Marketing

Why CCPA Won’t Be as Big of a Deal as GDPR


LAS VEGAS—Sitting above the Las Vegas strip at the Aria, Adweek caught up with Mike Shehan, the CEO and founder of SpotX, an online video ad platform. With CCPA officially in effect (as of Jan. 1), Shehan chatted about how it might not have the same bombastic effect as GDPR did when the European regulation was implemented in May 2018, and what he expects to see come out of CES 2020.

This conversation has been edited and condensed for clarity.

Adweek: This is a big year, in particular with the presidential election, the Olympics, CCPA and all the privacy conversations. How are you thinking this week in Vegas is going to shape up for you?
Mike Shehan: We are going to have a million meetings over the next four or five days. And that’s going to be with most of our clients on the supply side and many of them on the buy side. Five years ago, I don’t think we would send a big team here. Barely any meetings, maybe a lot of those meetings would happen on the floor. Now, we don’t even go to the convention. We just have these suites.

It’s emblematic of how all of this has come together. Device manufacturers now participating on the media side. All of this convergence is happening. The digitization of everything, I think it just means everybody comes here. Ten years ago, I had one meeting and I walked the floor. Now, I’ll lose my voice because we’ll have so many meetings.
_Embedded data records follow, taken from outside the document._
PR #628, opened 2020-07-09
Untangle

Christian-B:
Alternative to https://github.com/SpiNNakerManchester/SpiNNFrontEndCommon/pull/626 which uses one progress bar for both prepare and check for success.

Do not merge both they clash.

Depends on:
https://github.com/SpiNNakerManchester/SpiNNMan/pull/212
Used by:
https://github.com/SpiNNakerManchester/sPyNNaker/pull/838

Includes 
https://github.com/SpiNNakerManchester/SpiNNFrontEndCommon/commit/e89c0da675cf948d9d1dceaf4f85beb137d2dd0e
Which fixes: https://github.com/SpiNNakerManchester/SpiNNFrontEndCommon/issues/627

PR #631, opened 2020-07-14
Pair untangle

Christian-B:
Builds on https://github.com/SpiNNakerManchester/SpiNNFrontEndCommon/pull/628

Combines 4 compressors into shared code
bit_feild unordered
bit_feild pair
simple unordered
simple pair

Depends on https://github.com/SpiNNakerManchester/SpiNNMan/pull/212
used by https://github.com/SpiNNakerManchester/sPyNNaker/pull/841
tested by https://github.com/SpiNNakerManchester/sPyNNaker8/pull/420 (please merge too)


alan-stokes:
I honestly think this is way overkill. I dont grasp why we need two apis for routing_table.h and why we cant just have a bool flag from init decide which top control logic to use. thus making 2 binaries instead of 4. This looks well too complex. I propose asking @rowleya for a second view. 

otherwise the python looks fine.

Christian-B:
The simple method has a single routing table on which it operates in place.

The bitfeild for each attempt has to make a copy of the routing table which to make sure the multiple copies fit are split into multiple tables,

Why oh why make a more complicated copy just to use to keep avoid having two solutions.

alan-stokes:
to avoid 2 solutions. obviously. the speed up shouldn't be that significant. But like i said, ill bow to a 3rd opinion.

rowleya:
If you can point me at the bit you are worried about in the 42 changed files, I can have a look...

alan-stokes:
its all in the c code to do with the compressors and the use of the routing_table.h/c being two differnet impls making 4 binaries. basically i think theres a cleaner way to do without all the gubbins. but as @Christian-B states, my way would be a bit slower. but id argue cleaner to read.

rowleya:
OK, but there are only two routing_table.h files, and one imports from the other right?  Or am I reading this wrong?
https://github.com/SpiNNakerManchester/SpiNNFrontEndCommon/blob/3eaa72661a8841c5a3d23c5cd5527438961abfd5/c_common/models/compressors/src/bit_field_common/routing_tables.h
https://github.com/SpiNNakerManchester/SpiNNFrontEndCommon/blob/3eaa72661a8841c5a3d23c5cd5527438961abfd5/c_common/models/compressors/src/common/routing_table.h

rowleya:
I have had a look at the files with c_main:
https://github.com/SpiNNakerManchester/SpiNNFrontEndCommon/blob/3eaa72661a8841c5a3d23c5cd5527438961abfd5/c_common/models/compressors/src/simple/simple_compressor.c
https://github.com/SpiNNakerManchester/SpiNNFrontEndCommon/blob/3eaa72661a8841c5a3d23c5cd5527438961abfd5/c_common/models/compressors/src/bit_field_compressor.c

There seems to be little commonality between those, so I can't see them being merged in a simple way.

The other thing that makes two binaries is the use of USE_PAIR.  As this brings in an entirely different compression algorithm, I can also see why that would be a different binary.  If we ever add another compression algorithm, a joint file with a config option would be starting to get quite big...

alan-stokes:
> OK, but there are only two routing_table.h files, and one imports from the other right? Or am I reading this wrong?
> https://github.com/SpiNNakerManchester/SpiNNFrontEndCommon/blob/3eaa72661a8841c5a3d23c5cd5527438961abfd5/c_common/models/compressors/src/bit_field_common/routing_tables.h
> https://github.com/SpiNNakerManchester/SpiNNFrontEndCommon/blob/3eaa72661a8841c5a3d23c5cd5527438961abfd5/c_common/models/compressors/src/common/routing_table.h

thats my point. you can instead of haivng 2 impls. you could easily have 1 impl and have the host load the data in the common format then.

alan-stokes:
the reason you dont see much commonality is coz as it CURRENTLY stands, they dont. But a wee tweek on the host and you could get both to work with the same original routing_table.h used by the compressor and sorter. And when you do that, you dont even need to have 4 binairies, you can have 2. 

"The other thing that makes two binaries is the use of USE_PAIR. As this brings in an entirely different compression algorithm, I can also see why that would be a different binary. If we ever add another compression algorithm, a joint file with a config option would be starting to get quite big..."

im not arguing for 1 binary. im arguing for 2. a pair and a mundy. where each one handles both use as a compressor in the sorter compressor tie in AND as a stand alone. the FACT that you have them working in the sorter compressor mode means that ITCM isnt a issue. as All your saying is a flag which BYPASSES all the gubbins the sorter compressor api needs, and just instead loads the sdram directly and bobs ya uncle  run as normal.

rowleya:
I'm not sure what you gain from that.  You would have a single C file that has two purposes I think, as one is run by itself, and one runs as a service to the searcher (if I understand how it works).  Yes, you would save some number of Kb (<32kB by design) in the final distribution, but I don't see that as being critical given what we already do in the neural code.

alan-stokes:
well if your happy with these ............. complexity. then i'll approve it. i still hold the cake in case i get to throw it at you in future.

rowleya:
Yes, I am happy with the reduced complexity of having two different c_mains for two different use cases.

What has been the catalyst in changing it so quickly?
The consumer now consuming their content digitally. Probably having the biggest impact here at CES is the fact that the consumption is happening on the big screen. Whether it’s through Roku, your Apple TV or via your Samsung. Then, the ad dollars follow that.
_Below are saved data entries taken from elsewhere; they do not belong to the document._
PR #632, opened 2020-07-15
Determism

alan-stokes:
work to make all networks more repeatable.


rowleya:
Question (so I know what I am looking at): is it ever likely that a user of the TDMA in the C code will ever call the function in two different parts of the code (and if so, do you have an example of this happening)?

alan-stokes:
so I'm going to interpret "example" and "ever" as "can you name a use case for multiple calls". Then i propose calcium channels, dopamine channels. neurons spiking for those with different keys and thus TDMA slots.

rowleya:
I think that they are cases for multiple reception rather than multiple transmission.  The reason I asked was in an attempt to determine whether this code would be better inlined (i.e. in a header so it can be inlined).  I will have a look in any case.

alan-stokes:
oooooohhhhhh then i point out possion and delay

alan-stokes:
they call it twice. 1 for no payload, and 2 for payload. so if you inline it, you'll double the code there.

rowleya:
OK, no problem; this is why I wanted to check :)

alan-stokes:
sorry that i didn't get what you were leading to the first time. who knows, maybe you'll come up with some black magic to remove those 2 calls to 1. id be amazed, but it might be possible.

spinn_front_end_common/abstract_models/abstract_requires_tdma.py
```diff
@@ -0,0 +1,94 @@
...
+# You should have received a copy of the GNU General Public License
+# along with this program.  If not, see <http://www.gnu.org/licenses/>.
+
+from six import add_metaclass
+from spinn_utilities.abstract_base import (
+    AbstractBase, abstractmethod, abstractproperty)
+
+
+@add_metaclass(AbstractBase)
+class AbstractRequiresTDMA(object):
```
dkfellows, line 22: Why do you have this interface? It only has one direct implementation, and there doesn't appear to be any prospect of another one ever being created. Roll it into `RequiresTDMA` and don't proliferate interfaces that don't add value.

spinn_front_end_common/abstract_models/impl/requires_tdma.py
```diff
@@ -0,0 +1,108 @@
...
+from spinn_front_end_common.utilities import constants
+from spinn_front_end_common.utilities.utility_objs import ProvenanceDataItem
+from spinn_utilities.overrides import overrides
+
+
+# The number of clock cycles per nanosecond
+_CLOCKS_PER_NS = 200
+
+
+class RequiresTDMA(AbstractRequiresTDMA):
```
dkfellows, line 29: This class has a slots problem. It needs its concrete subclasses (`AbstractPopulationVertex`, `SpikeSourcePoissonVertex`, and `DelayExtensionVertex`) to provide a very specific set of fields… and yet needs to have empty slots because of multiple inheritance. Something's very much not right. Perhaps making a `TDMAAwareApplicationVertex` (since all known uses are application vertices) instead of having this be totally separate would be a better approach?

spinn_front_end_common/interface/interface_functions/local_tdma_builder.py
```diff
@@ -0,0 +1,283 @@
...
+from spinn_front_end_common.utilities import helpful_functions, \
+    globals_variables
+from spinn_front_end_common.utilities.exceptions import ConfigurationException
+from spinn_utilities.logger_utils import warn_once
+
+logger = logging.getLogger(__name__)
+
+
+class LocalTDMABuilder(object):
+    """ Builds a localised TDMA which allows a number of machine vertices
```
dkfellows, line 30: Have you checked how Sphinx renders this comment?

spinn_front_end_common/utilities/helpful_functions.py
```diff
@@ -171,6 +171,22 @@ def read_config_int(config, section, item):
     return int(value)
 
 
+def read_config_float(config, section, item):
```
dkfellows, line 174: I like this.

c_common/front_end_common_lib/include/tdma_processing.h
```diff
@@ -0,0 +1,63 @@
...
+    uint32_t min_expected_time;
+    //! The time between sending
+    uint32_t time_between_sends;
+} tdma_parameters;
+
+//! \brief hands back the number of times the TDMA was behind
+uint32_t tdma_processing_times_behind(void);
+
+//! \brief init for the tdma processing
+//! \param[in/out] address: pointer to the SDRAM address where this data is
```
dkfellows, line 45: It's `\param[in,out]`; alas, Doxygen is picky about this.

c_common/front_end_common_lib/include/tdma_processing.h
```diff
@@ -0,0 +1,63 @@
...
+//!                         stored, updated after being read
+//! \return: bool saying success or fail
```
dkfellows, line 47: Phrasing: `\return whether we succeeded` (unlike with Python, the type is obvious)

c_common/front_end_common_lib/include/tdma_processing.h
```diff
@@ -0,0 +1,63 @@
...
+typedef struct tdma_parameters {
+    //! The time at which the first message can be sent
+    uint32_t initial_expected_time;
+    //! The time at which the last message must be sent by
+    uint32_t min_expected_time;
+    //! The time between sending
+    uint32_t time_between_sends;
+} tdma_parameters;
+
+//! \brief hands back the number of times the TDMA was behind
```
dkfellows, line 41: Needs a two-line documentation comment, perhaps this:
```c
//! \brief Get the number of times that the TDMA was behind
//! \return the number of times the TDMA lagged
```

dkfellows (changes requested):
There's too much inheritance trouble going on in the Python code. Please put a stop to it.

Also a bunch of minor doc issues that won't take more than a few moments to fix. 😉

dkfellows:
Overall idea seems like a decent plan. Details need work.

spinn_front_end_common/abstract_models/impl/requires_tdma.py
alan-stokes: perfectly happy to do this if thats how we want to go.

spinn_front_end_common/interface/interface_functions/local_tdma_builder.py
alan-stokes: have i checked how anything is rendered in sphinx. how would i go about checking?

c_common/front_end_common_lib/include/tdma_processing.h
alan-stokes: fixed

c_common/front_end_common_lib/include/tdma_processing.h
alan-stokes: done

c_common/front_end_common_lib/include/tdma_processing.h
alan-stokes: done

spinn_front_end_common/abstract_models/abstract_requires_tdma.py
alan-stokes: so where ill agree given the removal via new type of app vertex. i feel ...... inclined to point out that there is indeed a second TDMA implementation floating around our tool chain. It just doesn't use any API's and assumes all vertices will use its generated agenda. it exists in fecs->interface_functions->tdma_agenda_builder. but that one ensures 1 packet on the ENTIRE network of interconnecting vertices. but noone has used it for an age

spinn_front_end_common/abstract_models/impl/requires_tdma.py
alan-stokes: done

spinn_front_end_common/abstract_models/abstract_requires_tdma.py
alan-stokes: done

dkfellows:
XREFs:

* SpiNNakerManchester/sPyNNaker#842
* SpiNNakerManchester/sPyNNaker8#421
* SpiNNakerManchester/PyNN8Examples#39

alan-stokes:
> XREFs:
> 
> * [SpiNNakerManchester/sPyNNaker#842](https://github.com/SpiNNakerManchester/sPyNNaker/pull/842)
> * [SpiNNakerManchester/sPyNNaker8#421](https://github.com/SpiNNakerManchester/sPyNNaker8/pull/421)
> * [SpiNNakerManchester/PyNN8Examples#39](https://github.com/SpiNNakerManchester/PyNN8Examples/pull/39)

you can find a full mapping in the determism project here:
https://github.com/orgs/SpiNNakerManchester/projects/35

rowleya (approved):
This is fine if the docs are OK as suggested by Donal

alan-stokes:
> This is fine if the docs are OK as suggested by Donal

doanl approved via skype. so no holding it back

PR #633, opened 2020-07-16
router diagnositcs misleading

alan-stokes:
this clears them the moment before app runner sends the signal to run. anytime before this is counter productive as otehr loading algorithms could end up producing packet drops.


alan-stokes:
testing via: https://github.com/SpiNNakerManchester/sPyNNaker8/pull/422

You think about all the players in the ecosystem, the Samsungs of the world who actually can sell media now who have data. And then, of course, the media buyers, and their participation in this incredibly fragmented ecosystem, and then the broadcasters who I wouldn’t even know what their role would be five years ago at a CES, but now they are meeting with all of those parties in between because they’re either launching their own apps, which means they’re talking directly to consumers, they have their own data, they’re meeting with all the buyers. It’s not just about the hardware; it’s the fact that the hardware is connected to this ecosystem that brings all these other players in who have to have a say in it for it to work at scale.

There are so many new OTT players joining the race this year and battling it out in the streaming wars. How do you think that phenomenon will shape discussions this year?
What we saw was: who are the first in OTT to get it right and to get that audience to sell it, then the virtual MVPDs, then we’re working with the broadcasters out there who had these huge, entrenched big sales teams. And you always had that battle between linear and protecting that asset and then moving with the future of OTT. And then the last one, besides Roku, would be these device manufacturers that are really jumping in.
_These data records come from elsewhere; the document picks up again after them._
PR #642, opened 2020-07-28
compressor cleanup

Christian-B:
1. Stops run is there are no routing tables. Thanks @andrewgait 
2. Only writes iobuf is cfg write_compressor_iobuf is overwritten to true
    - mode debug will also set that to true
    - All compressors use the same cfg setting 
3. If compressor fails will extract iobuf

Must be done at same time as https://github.com/SpiNNakerManchester/sPyNNaker/pull/851

tested by https://github.com/SpiNNakerManchester/sPyNNaker8/pull/428


Christian-B:
ChipPowerMonitor chance creeped in sorry, but is not wrong as Machine vertex has same functionality

spinn_front_end_common/interface/interface_functions/on_chip_router_table_compression/compression.py
```diff
@@ -36,7 +36,7 @@
 def mundy_on_chip_router_compression(
         routing_tables, transceiver, machine, app_id,
         system_provenance_folder, compress_only_when_needed=True,
-        compress_as_much_as_possible=False):
+        compress_as_much_as_possible=False, write_compressor_iobuf=False):
```
alan-stokes, line 39: this isnt really sensible. its never called directly, and the 2 places that do call it take the write_compressor_iobuf as a required parameter. so having a default value here makes no sense.

spinn_front_end_common/interface/interface_functions/on_chip_router_table_compression/compression.py
```diff
@@ -56,22 +56,23 @@ def mundy_on_chip_router_compression(
...
+        write_compressor_iobuf)
     compression._compress_only_when_needed = compress_only_when_needed
     compression.compress(register=0)
 
 
 def pair_compression(
         routing_tables, transceiver, executable_finder,
         machine, app_id, provenance_file_path,
-        compress_as_much_as_possible=True):
+        compress_as_much_as_possible=True, write_compressor_iobuf=False):
```
alan-stokes, line 75: same problem here

spinn_front_end_common/interface/interface_functions/on_chip_router_table_compression/compression.py
```diff
@@ -91,21 +92,23 @@ def pair_compression(
...
+        "Running pair routing table compression on chip",
+        write_compressor_iobuf)
     compression.compress(register=1)
 
 
 def unordered_compression(
         routing_tables, transceiver, executable_finder,
         machine, app_id, provenance_file_path,
-        compress_as_much_as_possible=True):
+        compress_as_much_as_possible=True, write_compressor_iobuf=False):
```
alan-stokes, line 111: and here

alan-stokes (changes requested):

alan-stokes:
apart from the default param when it cant be defaulted, i actually like this pr.

spinn_front_end_common/interface/interface_functions/on_chip_router_table_compression/compression.py
alan-stokes: fixed it for ya

spinn_front_end_common/interface/interface_functions/on_chip_router_table_compression/compression.py
alan-stokes: fixed

spinn_front_end_common/interface/interface_functions/on_chip_router_table_compression/compression.py
alan-stokes: cleaned up for ya

PR #647, opened 2020-08-18
 Create on the fly data databse for recorded data

Christian-B:
First version of a create on the fly database to hold recorded data.

Suggestion is to run unittests/interface/buffer_management/test_recorded_database.py
and examine the resulting test,sqlite3 file

Next steps
1. Add a tool to create neo segments from the database
2. At the end of run and reset ssave the data to the database instead of caching it in ram
3 On get data get it from the database

Future work.
1. Add more datatypes


Christian-B:
The current view only creates some viewes if the data return is different in the view.]
Or should we create all views all the time?

Christian-B:
@dkfellows questioned why the local id is NULl in some cases.
The reason is that for some variables like spikes there is no benefit need to split the data into one table per core.

It would be possible but then we would have to ask the data provider to give the lowest possible neuron id as just getting it from the data is not possible as different neurons may spike in different runs.

dkfellows:
At the moment, I'm trying to comprehend the details and the use cases. My observation is that there's lots of tables and no indices. That's only ever acceptable when the sole use cases are append and reading the whole lot back via linear scan. I'm wondering whether having fewer basic tables with suitable indices would be better, and then constructing views on top of that to get the recordings-as-simple-tables vibe. (I know how to configure triggers so that the views are write-through, if that's required, but it's possible that it isn't.)

dkfellows:
Also wondering whether the general recording data type should be an enum.

dkfellows:
Something's going wonky. In the test DB, table `pop1_spikes_ALL_raw` has the unlikely column name `atom idtimestamp` which seems rather unlikely.

dkfellows:
More seriously, I don't actually understand the data that is in that table. (The other tables and views in the DB generated by the tests look OK to me. While they might end up rearranged, they don't look _wrong._)

spinn_front_end_common/interface/buffer_management/recorded/recorded_database.py
```diff
@@ -0,0 +1,597 @@
...
+        table_name = self._table_name(source_name, variable_name, RAW)
+        cursor.execute(
+            """
+            INSERT INTO local_metadata(
+                source_name, variable_name, table_name, first_neuron_id,
+                data_type)
+            VALUES(?,?,?,?,?)
+            """, (source_name, variable_name, table_name, None, EXISTS))
+
+        ddl_statement = "CREATE TABLE {} (atom_id{}, key)".format(
```
dkfellows, line 213: This line looks weird

dkfellows: Did you mean `"CREATE TABLE {} (atom_id, {})"` instead?

Christian-B: Agreed

Christian-B:
Idea from @dkfellows  Rather than creating a keys view
CREATE VIEW IF NOT EXISTS counter AS
WITH RECURSIVE
cnt(x) AS (
SELECT 0
UNION ALL
SELECT x+ ***Sampling_interval*** FROM cnt
LIMIT ***max(key)***/***Sampling_interval***
)
SELECT x FROM cnt;

Christian-B:
idea from @Donal .  Get rid of all the intermediate views and instead have just one complex nested view!

Christian-B:
> 
> 
> Also wondering whether the general recording data type should be an enum.

I was thinking of data_specification.enums.data_type

Christian-B:
Idea from @dkfellows replace table_type "exists" with "events"

dkfellows:
The approach looks pretty reasonable. I'm not sure what the baseline tables should be or what indices are needed, but there certainly looks to need to be one on the timestamp columns, as consumers will often want to `ORDER BY timestamp`. (The timestamps might be time or might be simulation ticks; the difference is irrelevant here.)

dkfellows:
The idea for a `counter` view came from https://stackoverflow.com/a/26241151/301832 with a little massaging.

dkfellows:
Joining the counter (which can be made as long as required; the 100k in the code sample is a sample only) with the underlying state data allows the creation of views where each timestamp has information. This can then be naturally joined with the equivalent for other neuron IDs to get a complete view of all state, including NULLs where information is absent. Being able to order by the timestamp is critical for this to work. Partial recording fixups can be inserted into this system too.

For the event recording, the real question is whether we want to have multiple events per timestep; if so, it might be that the correct way to _eventually_ present the mapping is, for each atom ID, as a relation from timestep to the number of events associated with that atom ID in that timestep. When only zero or one are possible, that's boolean in effect, but at least for poisson sources the number of times they can fire per timestep can be definitely higher than 1.

dkfellows:
If instead we're presenting the data as a mapping from atom ID to timestamp (as is the case in the current data) then there's a need for getting the data for a particular atom ordered by timestamp, which sounds like two indices for fast selection by ID and ordering.

Christian-B:
As for event recording we must support more than one event(spike) per key(timestep) and atom(neuron) id.  Representing this as a count was considered but not done currently as in all known cases the data is returned to the users as multiple rows with the same timestep and id rather than in the timestep, id , count format.

alan-stokes:
alive? dead?

Christian-B:
Now https://github.com/SpiNNakerManchester/sPyNNaker/pull/1051

PR #652, opened 2020-08-26
Provenance database tweaking

dkfellows:
Trying to put more useful info into the provenance database, specifically the coordinates (chip or core) of the origin of the provenance info, where relevant. This extends the `source` table.


dkfellows:
With a bit of playing around, I can use this to extract heat maps like this (done with Google Sheets):
Screenshot 2020-08-26 at 19 51 15
(This is a pair of maps of the number of P2P packets routed off-chip — because I had to pick at least _something_ to plot — showing that in this example at least, we have a lot more traffic close to the ethernet chip. This isn't a very surprising outcome. The low activity of 4,1 is in the data, and the coordinates were all automatically generated.)

andrewgait:
Looks good to me!  Was (5,2) a dead chip on this particular board?

dkfellows:
I don't know; probably? The faults on boards usually seem to be in that sort of area.

PR #746, opened 2021-02-08
stinky numpy

alan-stokes:
vom that you need to do this. but meh


Christian-B:
Thanks. While correct
I think this is a sticky plaster at the wrong point.

Christian-B:
I think https://github.com/SpiNNakerManchester/sPyNNaker/pull/990 is a better fix and it addresses the route cause.

alan-stokes:
> Thanks. While correct
> I think this is a sticky plaster at the wrong point.

definitely was a sticky plaster. i persume its safe to delete the brnahces then?

PR #751, opened 2021-02-15
Prealloc cleanup

dkfellows:
We were not allocating a preallocated resource container ahead of time because we were allocating it… with the _wrong type name._ This fixes that and updates the code to work with the (now valid!) assumption that the thing is there.


rowleya (approved):
Looks ok

PR #755, opened 2021-02-16
remove leftover six references

Christian-B:


dkfellows (approved):
Very much so in this one!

I think a lot of the discussion around where they’re coming at it from—an activation of data, just the amount of data that they do have around. And it’s not just what you’re watching on OTT, but to be able to marry that with what potentially you’re watching in linear. And being able to marry that data within and being able to go to the buyers themselves with some fairly unique data, as well as inventory, or be able to take that data and enable those participating in your ecosystem, which would be then all your broadcasters or the virtual MVPDS, to be able to sell against that data. I think that’s what’s driving a lot of the conversations.